*Task instructions:* Find every line of the records that has "pattern" and return it.

*Dataset records:*
--------

Issue #15, opened 2016-03-14
Verify instructions.csv in the preconditions


rvanheest:
To minimize failure in the `Action.run()` calls, we should perform some validation on the `instructions.csv` file during the `Action.checkPreconditions` phase. This way we fail faster.

Things to validate:
* files that are mentioned in the `instructions.csv` file should exist in the `multi-deposit-directory`
* ...

[feel free to add stuff in the listing above]

lindareijnhoudt:
and vice versa? so files in the `multi-deposit-dir` should also be mentioned in the csv file?

rvanheest:
not sure about that one. I'd say probably yes, but not entirely sure about this. After all, it doesn't hurt the application if some files are in the multideposit directory and then not being mentioned in the `instructions.csv` file or used in the process of converting to a bag or sending to Springfield.

Maybe we should discuss this specific thing a bit more? Is there something stated about this in the specifications? Keep in mind that every validation takes time! We should not validate for things that are not relevant. This is especially true with large multideposits...

janvanmansum:
Not all files need to be specified in the `MDI` (Multi-Deposit Instructions) file, that is the reason for the default file handling. The files about which nothing is specified are processed according to the default file handling rules, for individual files the default can be overriden.

rvanheest:
Note that this is something that is not yet implemented! This is part of the [non-default file handling](https://github.com/DANS-KNAW/easy-split-multi-deposit/blob/master/multi-deposit-instructions.md#non-default-processing), right?

lindareijnhoudt:
EASY-1015

PR #25, opened 2016-05-30
Non exhaustive pattern match

rvanheest:
a remainder of @jo-pol's pull request...

### DIFF
--- a/src/main/scala/nl/knaw/dans/easy/multideposit/actions/AddDatasetMetadataToDeposit.scala
+++ b/src/main/scala/nl/knaw/dans/easy/multideposit/actions/AddDatasetMetadataToDeposit.scala
@@ -169,7 +169,7 @@ object AddDatasetMetadataToDeposit {
         case (None,    None,   Some(t)) => elem(s"dc:relation")(t)
         case _                          =>
           // TODO this case needs to be checked to not occur in the preconditions
-          // (see also comment in https://github.com/DANS-KNAW/easy-split-multi-deposit/blob/master/src/main/scala/nl/knaw/dans/easy/multideposit/actions/AddDatasetMetadataToDeposit.scala#L32)
+          // (see also comment in https://github.com/DANS-KNAW/easy-split-multi-deposit/commit/dbda6cc2b78f93196be62b323a988e3781cb6926#diff-efd2dc8d9655ba9c6b577f13dd66627bR32)
           throw new IllegalArgumentException("preconditions should have reported this as an error")
       }
     }
--- a/src/main/scala/nl/knaw/dans/easy/multideposit/actions/AddDatasetMetadataToDeposit.scala
+++ b/src/main/scala/nl/knaw/dans/easy/multideposit/actions/AddDatasetMetadataToDeposit.scala
@@ -167,7 +167,9 @@ object AddDatasetMetadataToDeposit {
         case (Some(q), None,   Some(t)) => elem(s"dcterms:$q")(t)
         case (None,    Some(l),_      ) => elem(s"dc:relation")(l)
         case (None,    None,   Some(t)) => elem(s"dc:relation")(t)
-        case _                          => // TODO do nothing; this needs to be checked in the preconditions
+        case _                          =>
+          // TODO this case needs to be checked to not occur in the preconditions (see also line 32)
+          throw new IllegalArgumentException("preconditions should have reported this as an error")
       }
     }
   }
--- a/src/main/scala/nl/knaw/dans/easy/multideposit/actions/AddDatasetMetadataToDeposit.scala
+++ b/src/main/scala/nl/knaw/dans/easy/multideposit/actions/AddDatasetMetadataToDeposit.scala
@@ -167,6 +167,7 @@ object AddDatasetMetadataToDeposit {
         case (Some(q), None,   Some(t)) => elem(s"dcterms:$q")(t)
         case (None,    Some(l),_      ) => elem(s"dc:relation")(l)
         case (None,    None,   Some(t)) => elem(s"dc:relation")(t)
+        case _                          => // TODO do nothing; this needs to be checked in the preconditions
       }
     }
   }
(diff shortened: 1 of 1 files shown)


src/main/scala/nl/knaw/dans/easy/multideposit/actions/AddDatasetMetadataToDeposit.scala
```diff
@@ -167,6 +167,7 @@ object AddDatasetMetadataToDeposit {
         case (Some(q), None,   Some(t)) => elem(s"dcterms:$q")(t)
         case (None,    Some(l),_      ) => elem(s"dc:relation")(l)
         case (None,    None,   Some(t)) => elem(s"dc:relation")(t)
+        case _                          => // TODO do nothing; this needs to be checked in the preconditions
```
janvanmansum: @rvanheest @jo-pol: Does it make sense to throw an exception here, i.e. is it an error if execution ends up here anyway?

rvanheest: As the comment suggests, this is something that needs to be checked in the preconditions, so should not be happening _here_. That's why I choose to keep it empty here and leave a TODO for future @jo-pol or future me to implement that precondition together with multiple others. The main point of this PR is to fix a non-exhaustive pattern match that would cause errors if bad input was given...

janvanmansum: It is certainly good to fix the build warning, but I am not really in favour of keeping TODO's around in the code. They tend not to get fixed. If it is not too complex let's just find out what is appropriate to do here:
1. Throw an `IllegalStateException` (if we should never end up here)
2. Do nothing (if it is possible to legitimately end up here)

jo-pol: rephrase as 'preconditions should have reported this as an error', the real TODO is at line 32 and was mentioned in #15 (closed because its now in Jira)

janvanmansum: I don't see any rephrased comment. Also, again, if it is an error to get to that line, why not simply throw an exception?

rvanheest: I suggest the following: we throw an `IllegalArgumentException` here as this case indeed should never occur. However, I prefer to keep this TODO in the code for now as a reminder to the one who is going to fix issue #15. Let's also add a notice about this TODO in the Jira issue.

src/main/scala/nl/knaw/dans/easy/multideposit/actions/AddDatasetMetadataToDeposit.scala
```diff
@@ -167,6 +167,9 @@ object AddDatasetMetadataToDeposit {
         case (Some(q), None,   Some(t)) => elem(s"dcterms:$q")(t)
         case (None,    Some(l),_      ) => elem(s"dc:relation")(l)
         case (None,    None,   Some(t)) => elem(s"dc:relation")(t)
+        case _                          =>
+          // TODO this case needs to be checked to not occur in the preconditions (see also line 32)
```
janvanmansum: @rvanheest : "see also line 32". This is bound to become a "lying comment" very soon!

rvanheest: I know, but there is not really a way to refer to comments in another way, right? If you got a better way to refer to line 32, I'll be happy to change it!

jo-pol: It requires a bit of browsing through github (history an view button) or figuring out a commit SHA otherwise and assemble the link manually. You don't need the full SHA and can specify a range of lines with #L31-#l33 not sure a commit SHA might get lost with a squash merge and dropped branches, but github might preserve commits of a pull request even when its branch is dropped.

https://github.com/rvanheest/easy-split-multi-deposit/blob/6f17388233360f47f1616f42e458f5fee461987b/src/main/scala/nl/knaw/dans/easy/multideposit/actions/AddDatasetMetadataToDeposit.scala#L32

rvanheest: Gave the solution by @jo-pol some thought and I think this is the best solution for now. Instead of the link inside this PR, I used the link to master, which already contains this TODO comment.

src/main/scala/nl/knaw/dans/easy/multideposit/actions/AddDatasetMetadataToDeposit.scala
```diff
@@ -168,7 +168,8 @@ object AddDatasetMetadataToDeposit {
         case (None,    Some(l),_      ) => elem(s"dc:relation")(l)
         case (None,    None,   Some(t)) => elem(s"dc:relation")(t)
         case _                          =>
-          // TODO this case needs to be checked to not occur in the preconditions (see also line 32)
+          // TODO this case needs to be checked to not occur in the preconditions
+          // (see also comment in https://github.com/DANS-KNAW/easy-split-multi-deposit/blob/master/src/main/scala/nl/knaw/dans/easy/multideposit/actions/AddDatasetMetadataToDeposit.scala#L32)
```
jo-pol: referting to master is as volatile as it used to be, you _do_ need a commit sha

rvanheest: Fine with me as well, but you could also delete that commit by altering the history... And also, when you refer to a commit in a branch and you do a PR-squash-merge, I guess that commit doesn't exist anymore as well, right?

I'll add a commit SHA of the latest commit on master, expecting that this commit shouldn't vanish soon.

jo-pol: Not sure but I guess github preserves pull request, even if you drop the branch, take a look at previously squash-merged pull request. Anyhow, linking to the master branch just makes the comment longer and doesn't add any persistence.

rvanheest: See the latest commit: a4a8b08968919135b50006b0c466533ea9b956cf?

--------

*Response area:*
Non exhaustive pattern match
rvanheest: As the comment suggests, this is something that needs to be checked in the preconditions, so should not be happening _here_. That's why I choose to keep it empty here and leave a TODO for future @jo-pol or future me to implement that precondition together with multiple others. The main point of this PR is to fix a non-exhaustive pattern match that would cause errors if bad input was given...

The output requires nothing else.